Methodology

The 5 task templates

All tasks take a fixed input fixture (a real small repo / function / doc the agent has never seen) and produce output judged against a fixed rubric. This way the quality score is comparable across model tiers, not just within them.

#	Task	Input size	Output size	Why
1	Code review	2K LOC	1K review	Tests structured-analysis ability; classic use case
2	Doc generation	500 LOC	1.5K doc	Tests structured prose generation
3	Unit tests	800 LOC	1.2K tests	Tests code comprehension + test pattern knowledge
4	Refactor proposal	1K LOC	800 design	Tests architectural reasoning
5	Design doc	200 LOC	2K doc	Tests long-form synthesis from small inputs

Concurrency matrix

Each (task, concurrency) cell is run 3 times for variance estimation.

	N=1	N=2	N=3	N=4	N=5
code-review	✓	✓	✓	✓	✓
doc-gen	✓	✓	✓	✓	✓
test-gen	✓	✓	✓	✓	✓
refactor	✓	✓	✓	✓	✓
design-doc	✓	✓	✓	✓	✓

= 75 trials per model tier

Phase plan

Phase	Model tiers	Budget	Status
1	minimax-m3	$0	in progress
2	Opus 4.5	~$40	pending Phase 1 results
2	Grok (imagine text)	~$5	pending Phase 1 results
2	GLM-5.2	~$30	pending Phase 1 results

If Phase 1 reveals the harness is broken (judge is noisy, fixtures leak, concurrency not actually parallel), Phase 2 is paused until the bug is fixed.

Per-trial measurements

Each trial records:

model — model identifier (e.g. minimax-m3, claude-opus-4-5)
task_id — 1..5
concurrency — 1..5
rep — 1..3 (variance estimation)
trial_id — uuid
started_at, finished_at — ISO timestamps
wall_clock_seconds — dispatch start → all-N done
tokens_in, tokens_out — totals across N agents
cost_usd — total cost
per_agent_outputs — list of N raw outputs
per_agent_metrics — list of N (tokens_in/out, cost, latency)
judge_scores — list of N LLM-judge scores (1–5)
mechanical_checks — completion, length, coherence

Judge rubric

Quality is scored 1–5 by a separate LLM-judge call (same model tier as the trial) on three dimensions:

Correctness — does the output achieve the stated task?
Completeness — does it cover what was asked?
Concision — is it free of padding / filler / repetition?

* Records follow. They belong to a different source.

PR #23, opened 2020-08-20
Add missing Txn field

jasonpaulos:
`Txn.first_valid_time` somehow got removed when updating to TEAL v2


jasonpaulos:
Happy to leave this out since I can't imagine a use case for it.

Final score = mean of three dimensions.

Concurrency mechanics

The dispatcher uses Python concurrent.futures.ThreadPoolExecutor with N=concurrency workers. Each worker is an independent claude -p subprocess (for Claude models) or HTTP request (for Skynet/OpenAI-compatible providers). Wall-clock is measured from T0 (first worker spawned) to T_done (last worker finishes).

Token window guardrails:

Claude Code/Opus via OAuth Max: 5-hour rolling window — track usage, hard-stop at 60% of budget per hour
Grok SuperGrok Heavy: ~500 images/day quota, treat as token-equivalent ~150K/day
GLM-5.2: 1305 throttle on big system prompts — force compact prompt override via ~/.hermes/prompts/glm-5.2-compact.txt
minimax-m3: effectively free, no constraint

The fixtures

Input fixtures are pinned at fixed git SHAs to prevent drift across trials. See tasks/fixtures/ for the per-task source code + README explaining why it was chosen.